Your objective –
Reproduce exactly the lines below from the one containing "WIP Add url parameter" through the one containing "jeevatkm: Let's call", including both, and nothing else.

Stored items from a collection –
---------------

PR #31, opened 2016-07-07
Option to close connection for each HTTP request

aanm:
Signed-off-by: André Martins <aanm90@gmail.com>

### DIFF
--- a/client.go
+++ b/client.go
@@ -91,6 +91,7 @@ type Client struct {
 	scheme           string
 	proxyURL         *url.URL
 	mutex            *sync.Mutex
+	closeConnection  bool
 	beforeRequest    []func(*Client, *Request) error
 	afterResponse    []func(*Client, *Response) error
 }
@@ -592,6 +593,13 @@ func (c *Client) SetScheme(scheme string) *Client {
 		c.scheme = scheme
 	}
 
+	return c
+}
+
+// SetCloseConnection method sets variable Close in http request struct with the given
+// value. More info: https://golang.org/src/net/http/request.go
+func (c *Client) SetCloseConnection(close bool) *Client {
+	c.closeConnection = close
 	return c
 }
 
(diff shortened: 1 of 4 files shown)


jeevatkm:
@aanm Thanks for the PR.

Technically there is no leak as per golang core.  Below note taken from golang godoc-
```go
// For client requests, setting this field prevents re-use of
// TCP connections between requests to the same hosts, as if
// Transport.DisableKeepAlives were set.
Close bool
```

So there is no issue with `go-resty` library. I will be renaming the PR subject.

----

I would say it up to developer or user choose the behavior they need. My recommendation is to expose some sort setter method to `opt-in` if they want to close connection for each request and defaults to false (also same as golang core).

your thoughts?

aanm:
@jeevatkm True, on my use case all connection were for the same host but with multiple resty clients. Setting that option to true dropped the number of connections open by 70%. I'll think on something an make it as an option. Any ideas where it would be the best place to put it?

jeevatkm:
You have specific use case. No issues. Best place is to -

* Create a `field` called `closeConnection` after `mutex` [field](https://github.com/go-resty/resty/blob/master/client.go#L93)
* Add `SetCloseConnection` for client struct like 
   * `func (c *Client) SetCloseConnection(close bool) *Client`
   * Please add nice godoc documentation, so user can understand the purpose
* Initialize explicitly on client creation after `mutex` [field](https://github.com/go-resty/resty/blob/master/default.go#L39) like `closeConnection: false`
* Also please add `SetCloseConnection` method to `default.go` like you did in previous PR

finally assign in it the request (you already pick spot for this PR, but small change):
```go
r.RawRequest.Close = c.closeConnection
```

jeevatkm:
Test case please and watch out travis ci build.

aanm:
@jeevatkm ping

Issue #44, opened 2016-11-25
Context support


ei-grad:
It would be nice to have a Request.SetContext method to set context for request cancellation like it is done in httpDo function described in https://blog.golang.org/context.

ei-grad:
Oops, it would break golang <1.7, is it planned to keep support for them?

jeevatkm:
Support provide in PR #46. Merged to master.

PR #46, opened 2016-11-25
Add Request.SetContext

ei-grad:
Implements #44

### DIFF
--- a/context17_test.go
+++ b/context17_test.go
@@ -1,0 +1,9 @@
+// +build !go1.8
+
+package resty
+
+import "strings"
+
+func errIsContextCanceled(err error) bool {
+	return strings.Contains(err.Error(), "request canceled")
+}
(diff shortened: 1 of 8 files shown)


jeevatkm:
@ei-grad Thanks for your contribution. 

Yes this feature only supported Go 1.7 and above. So we may have to limit this option. Let me have a look.

jeevatkm:
@ei-grad I have quick question for this PR.

To achieve this PR to work properly, following needs to be done:
* Please branch out fresh, since code quality improvements applied in `master` brach
* We have to take advantage of Go build constraints [reference](https://golang.org/pkg/go/build/)
* Create two files for `type Request struct` with definition for `go1.7 & greater`, `go1.6 & below` and implementation will be separate file which is common part
* And test cases accordingly

This approach is compatible with all Go versions.

Would you like like to try and send PR?

ei-grad:
Yep, I'll do that :).

ei-grad:
@jeevatkm done

PR #51, opened 2017-01-05
Request based on the SRV record of the service

DennyLoko:
I've made this changes to be possible to do a request based on the SRV record of the service. It is useful when you have a service discovery mechanism, like Consul, so you can pass the information and the system will query the SRV record and to the request based on it.

I do not expect this PR to be merged right away, but to start a discussion on the following topic.

Please, review it and suggest the needed changes.

### DIFF
--- a/request.go
+++ b/request.go
@@ -11,10 +11,17 @@ import (
 	"encoding/xml"
 	"fmt"
 	"io"
+	"net"
 	"net/url"
 	"reflect"
 	"strings"
 )
+
+// SRVRecord holds the data to query the SRV record for the following service
+type SRVRecord struct {
+	Service string
+	Domain  string
+}
 
 // SetHeader method is to set a single header field and its value in the current request.
 // Example: To set `Content-Type` and `Accept` as `application/json`.
@@ -345,6 +352,16 @@ func (r *Request) SetProxy(proxyURL string) *Request {
 	return r
 }
 
+// SetSRV method sets the details to query the service SRV record and execute the
+// request.
+// 		resty.R().
+//			SetSRV(SRVRecord{"web", "testservice.com"}).
+//			Get("/get")
+func (r *Request) SetSRV(srv *SRVRecord) *Request {
+	r.SRV = srv
+	return r
+}
+
 //
 // HTTP verb method starts here
 //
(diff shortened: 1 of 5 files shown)


DennyLoko:
One of the things that I did not implement is the round robin based on the weight of the record. 

The [`net.LookupSRV`](https://golang.org/pkg/net/#LookupSRV) function already returns the records sorted by priority and randomize the ones with the same weight. So, upon the retry, it will try another service based on this criteria.

jeevatkm:
@DennyLoko Thanks for the PR, I appreciate it.

I know `SRV` records lookup is widely used in XMPP/Jabber, SIP, LDAP, etc.; not sure about HTTP(s) world.

Can you please help me to understand, this use case is benefits widely?

DennyLoko:
Hello @jeevatkm!

We use an extensive number of Docker containers on our microservices infrastructure, and we use [Consul](https://www.consul.io) as service discovery mechanism to help us reach each container without the need to have a list of IP addresses of each container of each service.

Consul provides and DNS interface for querying the `SRV` record of the services, so this change could help other users user which has the same infrastructure as me.

jeevatkm:
Thanks for providing real usage scenario. I hope and believe it will be useful for `resty` users. I will go through PR code changes and share my suggestions.

Thanks again for your time and effort.

request.go
```diff
@@ -465,3 +489,15 @@ func (r *Request) fmtBodyString() (body string) {
...
+func (r *Request) selectAddr(addrs []*net.SRV, path string, attempt int) string {
+	if addrs == nil {
+		return path
+	}
+
+	idx := attempt % len(addrs)
+	domain := strings.TrimRight(addrs[idx].Target, ".")
+	path = strings.TrimLeft(path, "/")
+
+	return fmt.Sprintf("%s://%s:%d/%s", DefaultClient.scheme, domain, addrs[idx].Port, path)
```
jeevatkm: Please use `r.client.scheme` instead of `DefaultClient.scheme`.

request.go
```diff
@@ -465,3 +489,15 @@ func (r *Request) fmtBodyString() (body string) {
 
 	return
 }
+
+func (r *Request) selectAddr(addrs []*net.SRV, path string, attempt int) string {
+	if addrs == nil {
```
jeevatkm: Can you please add test case for when `addrs` is `nil` and SRV is record is set. So we can ensure request goes through or gives error info to caller.

jeevatkm:
@DennyLoko whenever you push your changes, I will merge it. Thanks.

request.go
DennyLoko: Maybe I didn't understand, but I think [this][1] test case already cover this situation. 

[1]: https://github.com/go-resty/resty/pull/51/files/9a10560ae3e2c992116bf965323d403082b7ad5c#diff-283b9a8bcf7d3d14aaaa296a2bfd884cR1428

jeevatkm:
@DennyLoko no worries, thanks for your response.

Changes looks good, can you please squash these commits?

DennyLoko:
Done 👍

jeevatkm:
@DennyLoko Thanks, PR is merged.

Issue #59, opened 2017-03-10
Lost repsonse and no error return


lrita:
Someone api will cost N ms.

If we `SetTimeout` M ms (N< M < 2N) to `Client` and we call this api twice,  the server side will receive three request and send three response. 

In client side, user only see 2 api call but 3 api call be sent actually.

This issue will be duplicated in go 1.7.3, [here is the code](https://github.com/lrita/resty/blob/fix-timeout-issue/client_test.go#L101-L120).

I found a bad implement of `SetTimeout` and fix it.

jeevatkm:
@lrita Thanks for your PR, I have added a comment. Please have a look.

lrita:
I have fixed the build errors in golang 1.2.

jeevatkm:
Thanks @lrita.

jeevatkm:
PR #60 Merged.

PR #60, opened 2017-03-10
Use HTTP Client SetTimeout instead of custom timeout

lrita:
fix(#59) by using `http.Client.Timeout` instead of a special `http.Transport`.

### DIFF
--- a/client.go
+++ b/client.go
@@ -491,14 +491,6 @@ func (c *Client) SetTLSClientConfig(config *tls.Config) *Client {
 	return c
 }
 
-// SetTimeout method sets timeout for request raised from client
-//		resty.SetTimeout(time.Duration(1 * time.Minute))
-//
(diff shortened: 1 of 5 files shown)


client.go
```diff
@@ -496,17 +495,7 @@ func (c *Client) SetTLSClientConfig(config *tls.Config) *Client {
 //		resty.SetTimeout(time.Duration(1 * time.Minute))
 //
 func (c *Client) SetTimeout(timeout time.Duration) *Client {
```
jeevatkm: Currently `resty` support Go1.2 and above. HTTP Client `SetTimeout` was introduced in Go1.3. You see [travis build is failed for Go1.2](https://travis-ci.org/go-resty/resty/jobs/209669843)

Can you please handle these support with build constraints?

PR #66, opened 2017-04-07
Allow to override default retry wait times for Client

### LINKED ISSUE #64: Add support for WaitTime and MaxWaitTime for retries
Currently client does not expose a way to configure wait times for retry, only conditions and retry count are configurable - https://github.com/go-resty/resty/blob/90b37fd783f8bd880cf2bd537a2c3b3b48cf32e1/request.go#L430

We need to make wait times configurable as well, default 100ms wait time is too little in my case.

I can provide a pull request for this if the issue is valid

bak1an:
This resolves #64 

Changes made here:

- Changing retry wait time options to have `time.Duration` type instead of of `int` holding milliseconds.

- Adding `RetryWaitTime` and `RetryMaxWaitTime` fields to `Client` along with chaining setters.

- A condition to make sure `Backoff` always sleeps at least `WaitTime` duration. Before this change it could sleep less than this due to jitter we have there. Especially before the very first retry, the sleep duration was always somewhere between `WaitTime / 2` and `WaitTime`.

- Test to make sure overridden wait times are actually used.

### DIFF
--- a/README.md
+++ b/README.md
@@ -53,7 +53,7 @@ resty tested with Go `v1.2` and above.
     * FlexibleRedirectPolicy
     * DomainCheckRedirectPolicy
     * etc. [more info](redirect.go)
-  * Retry Mechanism [how to use](retry_test.go)
+  * Retry Mechanism [how to use](#retries)
     * Backoff Retry
     * Conditional Retry
   * SRV Record based request instead of Host URL [how to use](resty_test.go#L1412)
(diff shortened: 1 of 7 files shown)


bak1an:
@jeevatkm Makes sense.

I'll add some info on retries to readme.

jeevatkm:
Thank you @bak1an.

jeevatkm:
@bak1an Shall I go ahead and merge this PR or wait for your readme changes? Please let me know.

bak1an:
@jeevatkm 

Sorry for the delay,

Added some retry usage doc and mentioned delay defaults in doc.

jeevatkm:
Thank you @bak1an, I appreciate it.

PR #69, opened 2017-04-28
add SetCookieJar method

lrita:
* allow user override default CookieJar in resty client

### DIFF
--- a/default.go
+++ b/default.go
@@ -89,6 +89,11 @@ func SetHeaders(headers map[string]string) *Client {
 	return DefaultClient.SetHeaders(headers)
 }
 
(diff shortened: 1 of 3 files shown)


default.go
```diff
@@ -89,6 +89,11 @@ func SetHeaders(headers map[string]string) *Client {
 	return DefaultClient.SetHeaders(headers)
 }
 
+// SetCookieJa sets custom http.CookieJar. See `Client.SetCookieJar` for more information.
```
jeevatkm: Just one typo error in godoc `SetCookieJa` => `SetCookieJar`.

PR #70, opened 2017-04-29
WIP Add url parameter

abihf:
Example: `resty.R().SetParam("id", "123").Get("/users/:id")`
Will become: `/users/123`

### DIFF
--- a/client.go
+++ b/client.go
@@ -282,6 +282,7 @@ func (c *Client) R() *Request {
 	r := &Request{
 		URL:            "",
 		Method:         "",
+		Param:          make(map[string]string),
 		QueryParam:     url.Values{},
 		FormData:       url.Values{},
 		Header:         http.Header{},
--- a/middleware.go
+++ b/middleware.go
@@ -17,6 +17,7 @@ import (
 	"os"
 	"path/filepath"
 	"reflect"
+	"regexp"
 	"strings"
 )
 
@@ -43,6 +44,15 @@ func parseRequestURL(c *Client, r *Request) error {
 			return err
 		}
 	}
+
+	path := reqURL.Path
+	for k, v := range r.Param {
+		re, err := regexp.Compile(`:` + k + `\b`)
+		if err == nil {
+			path = re.ReplaceAllString(path, v)
+		}
+	}
+	reqURL.Path = path
 
 	// Adding Query Param
 	query := reqURL.Query()
--- a/request.go
+++ b/request.go
@@ -54,6 +54,32 @@ func (r *Request) SetHeaders(headers map[string]string) *Request {
 	return r
 }
 
+// SetParam method sets single url paramater and its value in the current request.
+// It will be formed as query string for the request.
+// Example: `/user/:id` will become `/user/123`
+// 		resty.R().
+//			SetParam("id", "123").
+// Also you can override query params value, which was set at client instance level
+//
+func (r *Request) SetParam(name, value string) *Request {
+	r.Param[name] = value
+	return r
+}
+
+// SetParams method sets multiple url paramaters and its value in the current request.
+// It will be formed as query string for the request.
+// Example: `/user/:id/posts/:postId` will become `/user/123/post/321`
+// 		resty.R().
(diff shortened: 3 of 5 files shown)


middleware.go
```diff
@@ -44,6 +45,15 @@ func parseRequestURL(c *Client, r *Request) error {
 		}
 	}
 
+	path := reqURL.Path
+	for k, v := range r.Param {
```
jeevatkm: Let's call this `:id` as `PathParam` and `args` as for those values.

* It's easily error prone for users, so validation is required/improtant
     * PathParam count and args count (refer codesnippet: `countPathParams`) should match otherwise return error
     * Keep sane number, let's limit path param count to `100`, if path params is more than 100 return error
     * if path param is missing value then return error
* Regex is not needed here. Also it's expensive operation
     * refer codesnippet: `composePathURL`

**Please note:** I have not tested these code snippet, but it expected to work. if needs correction please feel free to do so.

**Code Snippet:** `countPathParams`
```go
func countPathParams(path string) uint8 {
  var n uint
  for i := 0; i < len(path); i++ {
  	if path[i] != ':' {
  		continue
  	}
  	n++
  }
  return uint8(n)
}
```

**Code Snippet:** `composePathURL`
```go
// compose path URL with values
pathURL := "/"
for _, segment := range strings.Split(reqURL.Path, "/")[1:] {
  if len(strings.TrimSpace(segment)) == 0 {
    continue
  }

  if segment[0] == ':' {
    argName := segment[1:]
    if arg, found := r.PathParam[argName]; found {
      pathURL = path.Join(pathURL, fmt.Sprintf("%v", arg))
      delete(r.PathParam, argName)
      continue
    }

    return fmt.Errorf("'%v' param not found", segment[1:])
  }

  pathURL = path.Join(pathURL, segment)
}

reqURL.Path = pathURL
```

client.go
```diff
@@ -282,6 +282,7 @@ func (c *Client) R() *Request {
 	r := &Request{
 		URL:            "",
 		Method:         "",
+		Param:          make(map[string]string),
```
jeevatkm: Let's keep variable as `PathParam`

request.go
```diff
@@ -54,6 +54,32 @@ func (r *Request) SetHeaders(headers map[string]string) *Request {
...
 }
 
+// SetParam method sets single url paramater and its value in the current request.
+// It will be formed as query string for the request.
+// Example: `/user/:id` will become `/user/123`
+// 		resty.R().
+//			SetParam("id", "123").
+// Also you can override query params value, which was set at client instance level
+//
+func (r *Request) SetParam(name, value string) *Request {
```
jeevatkm: Let's keep method name as `SetPathParam`

request.go
```diff
@@ -54,6 +54,32 @@ func (r *Request) SetHeaders(headers map[string]string) *Request {
...
+}
+
+// SetParams method sets multiple url paramaters and its value in the current request.
+// It will be formed as query string for the request.
+// Example: `/user/:id/posts/:postId` will become `/user/123/post/321`
+// 		resty.R().
+//			SetParams(map[string]string{"id":"123", "postId": "321"}).
+// Also you can override query params value, which was set at client instance level
+//
+func (r *Request) SetParams(params map[string]string) *Request {
```
jeevatkm: Let's keep method name as `SetPathParams`

request16.go
```diff
@@ -23,6 +23,7 @@ import (
 type Request struct {
 	URL        string
 	Method     string
+	Param      map[string]string
```
jeevatkm: Let's keep variable name as `PathParam`

request17.go
```diff
@@ -24,6 +24,7 @@ import (
 type Request struct {
 	URL        string
 	Method     string
+	Param      map[string]string
```
jeevatkm: Let's keep variable name as `PathParam`

jeevatkm:
@abihf Looking forward to your response.

jeevatkm:
@abihf Looking forward to your response.

jeevatkm:
Closing due to non-response. Thanks.

PR #71, opened 2017-05-01
Rewire set methods to actual url.Values' set methods

alexmontecucco:
Rewire set methods to actual url.Values' set methods for:
 - setFormData
 - setQueryParams

 + a few typo fix

### DIFF
--- a/client.go
+++ b/client.go
@@ -161,7 +161,7 @@ func (c *Client) SetCookieJar(jar http.CookieJar) *Client {
 	return c
 }
 
-// SetCookie method sets a single cookie in the client instance.
+// SetCookie method appends a single cookie in the client instance.
 // These cookies will be added to all the request raised from this client instance.
 // 		resty.SetCookie(&http.Cookie{
 // 					Name:"go-resty",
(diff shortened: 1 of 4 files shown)


jeevatkm:
@alexmontecucco Thank you for the PR.

client.go
```diff
@@ -236,13 +236,13 @@ func (c *Client) SetQueryParam(param, value string) *Client {
 //
 func (c *Client) SetQueryParams(params map[string]string) *Client {
 	for p, v := range params {
-		c.QueryParam.Add(p, v)
+		c.QueryParam.Set(p, v)
```
jeevatkm: Shall we do, as same as `Request` object method?

```go
c.SetQueryParam(p, v)
```

request.go
```diff
@@ -48,13 +48,13 @@ func (r *Request) SetHeader(header, value string) *Request {
 //
 func (r *Request) SetHeaders(headers map[string]string) *Request {
 	for h, v := range headers {
-		r.Header.Set(h, v)
+		r.SetHeader(h, v)
```
jeevatkm: This is good. Thanks.

request.go
```diff
@@ -79,13 +79,13 @@ func (r *Request) SetQueryParam(param, value string) *Request {
 //
 func (r *Request) SetQueryParams(params map[string]string) *Request {
 	for p, v := range params {
-		r.QueryParam.Add(p, v)
+		r.SetQueryParam(p, v)
```
jeevatkm: This is good, thanks.

client.go
alexmontecucco: Yes, missed, will do

PR #73, opened 2017-05-28
Add shortcuts to set DefaultClient's retry timeouts

bak1an:
Just noticed we have these package level shortcuts for configuring DefaultClient and added them for retry timeouts.


jeevatkm:
@bak1an PR looks good. Just we need to cover test coverage.

PR #77, opened 2017-06-16
Why set a UA if one is already supplied

Robbilie:
some monitoring software has to prioritize User-Agent, X-User-Agent or possibly some query string parameter where youd typically rank qs and X-User-Agent a higher prio than the normal UA because in some environments (browsers) you cant set the UA.

In such a (not uncommon) setup "resty" would show up as the UA which is not helpful at all. The user of resty already supplies a UA, there is no need to add another header with the resty UA.

### DIFF
--- a/middleware.go
+++ b/middleware.go
@@ -79,8 +79,6 @@ func parseRequestHeader(c *Client, r *Request) error {
 
 	if IsStringEmpty(hdr.Get(hdrUserAgentKey)) {
 		hdr.Set(hdrUserAgentKey, fmt.Sprintf(hdrUserAgentValue, Version))
-	} else {
-		hdr.Set("X-"+hdrUserAgentKey, fmt.Sprintf(hdrUserAgentValue, Version))
 	}
 
 	if IsStringEmpty(hdr.Get(hdrAcceptKey)) && !IsStringEmpty(hdr.Get(hdrContentTypeKey)) {


middleware.go
```diff
@@ -79,8 +79,6 @@ func parseRequestHeader(c *Client, r *Request) error {
 
 	if IsStringEmpty(hdr.Get(hdrUserAgentKey)) {
 		hdr.Set(hdrUserAgentKey, fmt.Sprintf(hdrUserAgentValue, Version))
-	} else {
-		hdr.Set("X-"+hdrUserAgentKey, fmt.Sprintf(hdrUserAgentValue, Version))
```
jeevatkm: @Robbilie Thank you for the PR. I have read your explanation and understood. 

Instead removing, please change to following:
```go
else {
    hdr.Add(hdrUserAgentKey, fmt.Sprintf(hdrUserAgentValue, Version))
}
```

Robbilie: what does that do? Append to the UA? If so I would also advice against this since it leaks information about the client/version (just like you shouldnt expose your webservers or os version on publicly visible status pages).

jeevatkm: Yes, it appends to it. For server I agree, we shouldn't expose it. But server should know about the client details.

Robbilie: I dont want to have that part included in my UA and i would leave that option to the user to include it. If you want to give the user the option, feel free to add a config flag to enable the appending to the UA, I wont and I cant since i am not a go programmer.

jeevatkm: Fair enough. I will merge this PR. Thank you for your time. Yes, if user want they can add it.

RenathoAzevedo:
@jeevatkm Could you set an option to disable the default UA header? I would like not to set the UA and I don't wanna have the:

> User-Agent: go-resty v1.0 - https://github.com/go-resty/resty
is it possible or already implemented?

jeevatkm:
@RenathoAzevedo you can set your own user agent header. If you provide one resty will not set default UA.

RenathoAzevedo:
@jeevatkm yes, I'm aware of it, but I would like not to have one set and neither default.

jeevatkm:
@RenathoAzevedo Okay, currently no settings to exclude default UA header however please make use of `SetPreRequestHook` to remove UA header. 

Will add an optional boolean flag to disable default UA. Can you create an issue for this this option?

Robbilie:
@RenathoAzevedo not setting a UA is bad practice, just saying…

PR #93, opened 2017-09-06
add NewRequest() method as alias for R()

kovetskiy:
Hi, I would like to use your package but I prefer to use more obvious name of
function.

Name of function must describe what function does.


kovetskiy:
@jeevatkm I've force pushed commit, all checks have passed.

jeevatkm:
@kovetskiy Thank you.

PR #639, opened 2024-03-13
French mayors

dhdaines:
Add mayors of French municipalities from the RNE

Closes https://github.com/opensanctions/crawler-planning/issues/85

### DIFF
--- a/datasets/fr/maires/crawler.py
+++ b/datasets/fr/maires/crawler.py
@@ -1,0 +1,85 @@
+"""
+Crawler for active French mayors.
+"""
+
+import csv
+from typing import Dict
+
+from zavod import Context
+from zavod import helpers as h
+from zavod.logic.pep import categorise
+
+UNUSED_FIELDS = [
+    "Code sexe",
+    "Code de la catégorie socio-professionnelle",
+    "Libellé de la catégorie socio-professionnelle",
+    "Date de début de la fonction",
+]
+DATE_FORMATS = ["%d/%m/%Y"]
+
+
+def crawl_row(
+    context: Context,
+    row: Dict[str, str],
+):
+    """Process one row of the CSV data"""
+    # Get infos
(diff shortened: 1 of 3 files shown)


datasets/fr/maires/crawler.py
```diff
@@ -0,0 +1,85 @@
...
+    )
+    context.log.debug(f"Unique ID {person.id}")
+    h.apply_name(person, given_name=given_name, last_name=family_name, lang="fra")
+    if birth_date:
+        person.add("birthDate", h.parse_date(birth_date, DATE_FORMATS))
+    position = h.make_position(
+        context,
+        name=f"Mayor of {municipality}",
+        country="fr",
+        subnational_area=subnational_area,
```
jbothma, line 56: if their jurisdiction is the municipality, that is what we'd like here - the idea is that subnational_area narrows the jurisdiction from the country_code to this area for subnational

datasets/fr/maires/crawler.py
```diff
@@ -0,0 +1,85 @@
...
+
+import csv
+from typing import Dict
+
+from zavod import Context
+from zavod import helpers as h
+from zavod.logic.pep import categorise
+
+UNUSED_FIELDS = [
+    "Code sexe",
```
jbothma, line 13: sex or gender is also nice to have, acknowledging that we're probably not treating it with as much nuance as we should, but the aim is just to reflect the source

jbothma (commented):
Superbe!

Merci!

I'll comment two tiny things but I'll make the changes and merge while I have a copy open.

datasets/fr/maires/crawler.py
dhdaines: Ah, of course! Yes also useful for disambiguating, I just didn't bother to look in the data dictionary to see what the right attribute name was.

---------------

Answer for the task –
WIP Add url parameter

abihf:
Example: `resty.R().SetParam("id", "123").Get("/users/:id")`
Will become: `/users/123`

### DIFF
--- a/client.go
+++ b/client.go
@@ -282,6 +282,7 @@ func (c *Client) R() *Request {
 	r := &Request{
 		URL:            "",
 		Method:         "",
+		Param:          make(map[string]string),
 		QueryParam:     url.Values{},
 		FormData:       url.Values{},
 		Header:         http.Header{},
--- a/middleware.go
+++ b/middleware.go
@@ -17,6 +17,7 @@ import (
 	"os"
 	"path/filepath"
 	"reflect"
+	"regexp"
 	"strings"
 )
 
@@ -43,6 +44,15 @@ func parseRequestURL(c *Client, r *Request) error {
 			return err
 		}
 	}
+
+	path := reqURL.Path
+	for k, v := range r.Param {
+		re, err := regexp.Compile(`:` + k + `\b`)
+		if err == nil {
+			path = re.ReplaceAllString(path, v)
+		}
+	}
+	reqURL.Path = path
 
 	// Adding Query Param
 	query := reqURL.Query()
--- a/request.go
+++ b/request.go
@@ -54,6 +54,32 @@ func (r *Request) SetHeaders(headers map[string]string) *Request {
 	return r
 }
 
+// SetParam method sets single url paramater and its value in the current request.
+// It will be formed as query string for the request.
+// Example: `/user/:id` will become `/user/123`
+// 		resty.R().
+//			SetParam("id", "123").
+// Also you can override query params value, which was set at client instance level
+//
+func (r *Request) SetParam(name, value string) *Request {
+	r.Param[name] = value
+	return r
+}
+
+// SetParams method sets multiple url paramaters and its value in the current request.
+// It will be formed as query string for the request.
+// Example: `/user/:id/posts/:postId` will become `/user/123/post/321`
+// 		resty.R().
(diff shortened: 3 of 5 files shown)


middleware.go
```diff
@@ -44,6 +45,15 @@ func parseRequestURL(c *Client, r *Request) error {
 		}
 	}
 
+	path := reqURL.Path
+	for k, v := range r.Param {
```
jeevatkm: Let's call this `:id` as `PathParam` and `args` as for those values.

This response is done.